Yours affectionately,
William Carey.
The letter made Philip angry. How did his uncle think he was living? He did not even trouble to inquire. He might have starved for all the old man cared. But as he walked home something struck him; he stopped under a lamp-post and read the letter again; the handwriting had no longer the business-like firmness which had characterised it; it was larger and wavering: perhaps the illness had shaken him more than he was willing to confess, and he sought in that formal note to express a yearning to see the only relation he had in the world. Philip wrote back that he could come down to Blackstable for a fortnight in July. The invitation was convenient, for he had not known what to do, with his brief holiday. The Athelnys went hopping in September, but he could not then be spared, since during that month the autumn models were prepared. The rule of Lynn's was that everyone must take a fortnight whether he wanted it or not; and during that time, if he had nowhere to go, the assistant might sleep in his room, but he was not allowed food. A number had no friends within reasonable distance of London, and to these the holiday was an awkward interval when they had to provide food out of their small wages and, with the whole day on their hands, had nothing to spend. Philip had not been out of London since his visit to Brighton with Mildred, now two years before, and he longed for fresh air and the silence of the sea. He thought of it with such a passionate desire, all through May and June, that, when at length the time came for him to go, he was listless.
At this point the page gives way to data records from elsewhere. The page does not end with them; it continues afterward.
PR #2028, opened 2025-03-03
feat(plc4j/opcua): Remove additional hostname resolution within OPC-UA

### LINKED ISSUE #1897: [Bug]: OPC-UA v0.13.0 struggles with servers without hostnames
### What happened?

We connect to an OPC UA server via a WAN connection where the hostname of the server is not present in our DNS, so we connect to it via IP address.  We had no problems connecting to this PLC using eg v0.12.0 however with v0.13.0 the connection is rejected, since the endpoints advertised on the server itself use the hostname (which is not visible in our network) instead of the IP address.  This is easily addressed by adding configuration parameter endpoint-host=<hostname> so now the URL (**URL 1**) looks like this:
```
opcua:tcp://10.3.1.13:4840?endpoint-host=ahostname
```
- however that leads to a new problem: v0.13.0 tries to connect to the server using ahostname instead of using the IP address 10.3.1.13.  This makes no sense: if we wanted to connect via hostname, we would use a much simpler URL (**URL 2**):
```
opcua:tcp://ahostname:4840
```
Thankfully, the code falls back to connecting via IP address, however it takes quite a bit of extra time, and a lot of errors and warnings are generated in the log.  IMHO this is illogical: there is already a very simple way to connect to OPC UA servers via hostname (via **URL 2**).  The only reason for the endpoint-host parameter that I am aware of is where the endpoint hostname and the connection address differ, with the point being to use the connection address (and not endpoint-host) to connect.

It should be possible to connect to an OPC UA server via IP address without any attempts to connect via hostname, ergo the format opcua:tcp://xxx?endpoint-host=hostname used by **URL 1** above should connect using xxx and not hostname.

### Version

v0.13.0

### Programming Languages

- [X] plc4j
- [ ] plc4go
- [ ] plc4c
- [ ] plc4net

### Protocols

- [ ] AB-Ethernet
- [ ] ADS /AMS
- [ ] BACnet/IP
- [ ] CANopen
- [ ] DeltaV
- [ ] DF1
- [ ] EtherNet/IP
- [ ] Firmata
- [ ] KNXnet/IP
- [ ] Modbus
- [X] OPC-UA
- [ ] S7

splatch:
Closes #1897. Removed code which caused additional DNS lookups in favor of endpoint-port and endpoint-host options provided with plc4j 0.13.

### DIFF
--- a/plc4j/drivers/opcua/src/test/java/org/apache/plc4x/java/opcua/OpcuaPlcDriverTest.java
+++ b/plc4j/drivers/opcua/src/test/java/org/apache/plc4x/java/opcua/OpcuaPlcDriverTest.java
@@ -28,6 +28,7 @@ import java.util.List;
 import java.util.Map;
 import java.util.Map.Entry;
 import java.util.concurrent.ConcurrentLinkedDeque;
+import java.util.concurrent.CountDownLatch;
 import java.util.concurrent.TimeUnit;
 import java.util.stream.Collectors;
 import org.apache.plc4x.java.DefaultPlcDriverManager;
@@ -500,9 +501,11 @@ public class OpcuaPlcDriverTest {
     public void multipleThreads() throws Exception {
         class ReadWorker extends Thread {
             private final PlcConnection connection;
+            private final CountDownLatch latch;
 
-            public ReadWorker(PlcConnection opcuaConnection) {
+            public ReadWorker(PlcConnection opcuaConnection, CountDownLatch latch) {
                 this.connection = opcuaConnection;
+                this.latch = latch;
             }
 
             @Override
@@ -516,21 +519,24 @@ public class OpcuaPlcDriverTest {
                         PlcReadResponse read_response = read_request.execute().get();
                         assertThat(read_response.getResponseCode("Bool")).isEqualTo(PlcResponseCode.OK);
                     }
-
                 } catch (ExecutionException e) {
                     LOGGER.error("run aborted", e);
                 } catch (InterruptedException e) {
+                    LOGGER.error("thread interrupted", e);
                     Thread.currentThread().interrupt();
-                    throw new RuntimeException(e);
+                } finally {
+                    this.latch.countDown();
                 }
             }
         }
 
         class WriteWorker extends Thread {
             private final PlcConnection connection;
+            private final CountDownLatch latch;
 
-            public WriteWorker(PlcConnection opcuaConnection) {
+            public WriteWorker(PlcConnection opcuaConnection, CountDownLatch latch) {
                 this.connection = opcuaConnection;
+                this.latch = latch;
             }
 
             @Override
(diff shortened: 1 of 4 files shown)


plc4j/drivers/opcua/src/test/java/org/apache/plc4x/java/opcua/OpcuaPlcDriverTest.java
```diff
@@ -544,11 +550,13 @@ public void run() {
                         PlcWriteResponse write_response = write_request.execute().get();
                         assertThat(write_response.getResponseCode("Bool")).isEqualTo(PlcResponseCode.OK);
                     }
+                    this.latch.countDown();
                 } catch (ExecutionException e) {
                     LOGGER.error("run aborted", e);
+                    this.latch.countDown();
                 } catch (InterruptedException e) {
-                    Thread.currentThread().interrupt();
```
sruehl, line 550: this must stay in

plc4j/drivers/opcua/src/test/java/org/apache/plc4x/java/opcua/OpcuaPlcDriverTest.java
```diff
@@ -516,21 +519,24 @@ public void run() {
                         PlcReadResponse read_response = read_request.execute().get();
                         assertThat(read_response.getResponseCode("Bool")).isEqualTo(PlcResponseCode.OK);
                     }
-
+                    this.latch.countDown();
                 } catch (ExecutionException e) {
                     LOGGER.error("run aborted", e);
+                    this.latch.countDown();
                 } catch (InterruptedException e) {
-                    Thread.currentThread().interrupt();
```
sruehl, line 523: this must stay in

sruehl (changes requested):
not sure about  the implications of that change

sruehl:
other than that I don't have any objections

plc4j/drivers/opcua/src/test/java/org/apache/plc4x/java/opcua/OpcuaPlcDriverTest.java
splatch: Can you explain me why? We get this exception once thread is interrupted from outside, what is the point of calling interrupt again? Especially that in this place we are already out of the loop.

sruehl: because this ensures that the interrupt flag stays set https://github.com/joansmith/sonar-java/blob/master/java-checks/src/main/resources/org/sonar/l10n/java/rules/squid/S2142.html

sruehl: Out of curiosity: why did you remove the line?

splatch: Only one case for interrupted exception to happen is when test is terminated before completing 100 read or write attempts, long story short - its already dead. Because exception is caught outside of the loop thread is effectively terminated at the time exception is caught.

sruehl (approved):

On his last evening, when he talked with the buyer of one or two jobs he had to leave over, Mr. Sampson suddenly said to him:
"What wages have you been getting?"
"Six shillings."
"I don't think it's enough. I'll see that you're put up to twelve when you come back."
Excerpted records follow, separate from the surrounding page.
PR #2040, opened 2025-03-15
feat(plc4j/ab-eth): Enable AB-Ethernet Driver reading

andvasp:
Hi everybody!

In this PR I am enabling the AB-Ethernet Driver reading. Also implemented the missing multiple tags reading.

About the transaction counter reinitialization, should not be set to 10 like the declaration?

@chrisdutz, Do you remeber why 10? Using one Opc Server it starts with 32. But 10 is working perfectly!

[transaction counter reinitialize](https://github.com/apache/plc4x/blob/a03d29f4063ace4f63e89b061d87f13a6ae7cc40/plc4j/drivers/ab-eth/src/main/java/org/apache/plc4x/java/abeth/protocol/AbEthProtocolLogic.java#L117)
```
  private final AtomicInteger transactionCounterGenerator = new AtomicInteger(10);
...
  if (transactionCounterGenerator.get() == 0xFFFF) {
      transactionCounterGenerator.set(1);
  }
```

### DIFF
--- a/plc4j/drivers/ab-eth/src/main/java/org/apache/plc4x/java/abeth/AbEthDriver.java
+++ b/plc4j/drivers/ab-eth/src/main/java/org/apache/plc4x/java/abeth/AbEthDriver.java
@@ -85,6 +85,11 @@ public class AbEthDriver extends GeneratedDriverBase<CIPEncapsulationPacket> {
     }
 
     @Override
+    protected boolean canRead() {
+        return true;
+    }
+
+    @Override
     protected ProtocolStackConfigurer<CIPEncapsulationPacket> getStackConfigurer() {
         return SingleProtocolStackConfigurer.builder(CIPEncapsulationPacket.class, CIPEncapsulationPacket::staticParse)
             .withProtocol(AbEthProtocolLogic.class)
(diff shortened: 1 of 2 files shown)


chrisdutz:
Hehe... That's a relic from the old times in s7... There were several messages exchanged in order to establish the connection, so we simply had the counter start at 10...i guess there's absolutely no reason for this in ab-eth.

andvasp:
hehe...

What about the transaction counter reinitialization, the reinitialized value should not be the initial value on the variable declaration?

"Thank you very much," smiled Philip. "I'm beginning to want some new clothes badly."
"If you stick to your work and don't go larking about with the girls like what some of them do, I'll look after you, Carey. Mind you, you've got a lot to learn, but you're promising, I'll say that for you, you're promising, and I'll see that you get a pound a week as soon as you deserve it."
Philip wondered how long he would have to wait for that. Two years?
He was startled at the change in his uncle. When last he had seen him he was a stout man, who held himself upright, clean-shaven, with a round, sensual face; but he had fallen in strangely, his skin was yellow; there were great bags under the eyes, and he was bent and old. He had grown a beard during his last illness, and he walked very slowly.
"I'm not at my best today," he said when Philip, having just arrived, was sitting with him in the dining-room. "The heat upsets me."
Philip, asking after the affairs of the parish, looked at him and wondered how much longer he could last. A hot summer would finish him; Philip noticed how thin his hands were; they trembled. It meant so much to Philip. If he died that summer he could go back to the hospital at the beginning of the winter session; his heart leaped at the thought of returning no more to Lynn's. At dinner the Vicar sat humped up on his chair, and the housekeeper who had been with him since his wife's death said:
"Shall Mr. Philip carve, sir?"
The old man, who had been about to do so from disinclination to confess his weakness, seemed glad at the first suggestion to relinquish the attempt.
"You've got a very good appetite," said Philip.
"Oh yes, I always eat well. But I'm thinner than when you were here last. I'm glad to be thinner, I didn't like being so fat. Dr. Wigram thinks I'm all the better for being thinner than I was."
When dinner was over the housekeeper brought him some medicine.